The proposed system is feasible and flexible for character-based semi-automatic indexing by using image processing techniques. The training data is parsed from IMDb database and Google image search and direct from the movie. By this way, the character is able to be indexed. However, the correction rate of face detection/recognition and the processing time are the big issue that is needed to be addressed. Moreover, other semantic contents of the movie are also needed such as character’s activities, events and so on.
There are some limitations regarding this proposed method. In this study, we only taken into account character appearance ‘on-screen’ visually. In this regards, other features in the movie need to be considered including character activities, character emotions, character dialogs and so on for more deeply understanding and indexing. There are many interesting issues for the future work in this research area.
Conclusion
Recently, movie indexing perform the most challenging task. In order to understand a movie, user likely index character and their relationships during movie playback. In our previous work [21], we provided a method for manual indexing and used this data for extracting character network and a summarization version based on protagonist and main character in the movie.

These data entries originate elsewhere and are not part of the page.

PR #754, opened 2023-05-05
feat: return sites from db for email login

harishv7:
## Problem

We are making unnecessary Github calls on /sites page especially on email login flow when this could be a call to our DB. In light of us reaching the limits of Github api, we should try to prevent excessive calls.

Closes IS-165

## Solution

Added a check on getSites to return the list of site names for the user from our DB (only if it is a non-admin and non-github flow user).

**Breaking Changes**

  - Details ...

## Deploy Notes

Note minor dependency on https://github.com/isomerpages/isomercms-frontend/pull/1265
Needs to be deployed together

### DIFF
--- a/src/routes/v2/authenticated/sites.ts
+++ b/src/routes/v2/authenticated/sites.ts
@@ -128,7 +128,6 @@ export class SitesRouter {
 
     router.get(
       "/",
-      this.statsMiddleware.countGithubSites,
       this.statsMiddleware.countMigratedSites,
       attachReadRouteHandlerWrapper(this.getSites)
     )
--- a/src/services/identity/SitesService.ts
+++ b/src/services/identity/SitesService.ts
@@ -331,14 +331,10 @@ class SitesService {
       })
     )
 
-    // helper type guard
-    // note: empty strings will return false as well
-    const isString = (val: string | undefined): val is string => !!val
-
     // get sites from DB for email login users
     if (!isAdminUser && isEmailUser) {
       const retrievedSitesByEmail = await this.getSitesForEmailUser(userId)
-      const filteredValidSites = retrievedSitesByEmail.filter(isString)
+      const filteredValidSites = retrievedSitesByEmail.filter(_.isString)
 
       const repoData: RepositoryData[] = filteredValidSites.map((site) => ({
         repoName: site,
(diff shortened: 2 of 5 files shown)


src/routes/v2/authenticated/sites.ts
```diff
@@ -128,7 +128,6 @@ export class SitesRouter {
 
     router.get(
       "/",
-      this.statsMiddleware.countGithubSites,
```
harishv7, line 131: Removing the countGithubSites middleware to prevent excessive calls to github

cc @isomerpages/iso-engineers

src/types/repoInfo.ts
```diff
@@ -15,10 +15,10 @@ export type GitHubRepositoryData = {
 }
 
 export type RepositoryData = {
-  lastUpdated: GitHubRepositoryData["pushed_at"]
-  permissions: GitHubRepositoryData["permissions"]
+  lastUpdated?: GitHubRepositoryData["pushed_at"]
+  permissions?: GitHubRepositoryData["permissions"]
   repoName: GitHubRepositoryData["name"]
-  isPrivate: GitHubRepositoryData["private"]
+  isPrivate?: GitHubRepositoryData["private"]
```
alexanderleegs, line 21: hmm actually removing isPrivate has implications specifically for loading homepages on private repos - without this param available the images on editHomepage don't load properly. I feel like this can be a future fix though since the affected repos should be small, but let's check with prod ops first if any existing email login sites are private

src/services/identity/SitesService.ts
```diff
@@ -331,6 +331,21 @@ class SitesService {
       })
     )
 
+    // helper type guard
+    // note: empty strings will return false as well
+    const isString = (val: string | undefined): val is string => !!val
```
kishore03109, line 336: Style: could we just use the lodash `isString` for this?

src/types/repoInfo.ts
harishv7: We should then be tracking this info in our DB right?

kishore03109 (approved):
LGTM for the scope of this pr, but I do share the concens that Alex has, we would need to tell ops about this + plan to rectify this. I am sure that we will have private repos for email login in the future.

src/services/identity/SitesService.ts
harishv7: oh yea! great suggestion haha

PR #755, opened 2023-05-06
Is 166 race condition when editing a page inside a deleted folder

kishore03109:
## Problem

User A creates a folder A

User A creates a page `testPage` inside folder A

User B starts editing page testPage

User A deletes folder A

User B saves page testPage

Observed behaviour: 

Folder A exists, but is no longer accessible in the CMS. (404 error thrown) 

## Solution

Do a read call to ensure that the page still exists before making and mutation to the repo in github.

In this paper, we provided a method for semi-automatic indexing and introduced a movie ontological model for semantics extraction based on semantic meaning. To address this issue, firstly, we introduced a system for indexing character appearance in the movie by applying feature matching and character detection/recognition based on OpenCV library. In this regards, character list and face training will be parsed from IMDb and Google image search. Besides, user also can get more training data directly from the given movie. Secondly, we introduced a new method for creating movie ontological model. Using this model, we were able to automatically index the semantic meaning of the movie based on character appearance. Finally, we introduced a tools for automatic semantic indexing, searching and browsing. Results show that our proposed method had more effect comparing with manual indexing system in reducing indexing time and the correction of character appearance.
It is considered that the proposed method is useful for not only movies but also video classes. Our method is also able to apply in a various videos class for indexing, searching and browsing. Next period can be achieved by developing indexing performances system based on integrating other features from movie including character dialogs, audio classification, and so on.
Acknowledgments
This work was supported by the National Research Foundation of Korea (NRF) grant funded by the Korea government (MSIP) (NRF-2014R1A2A2A05007154).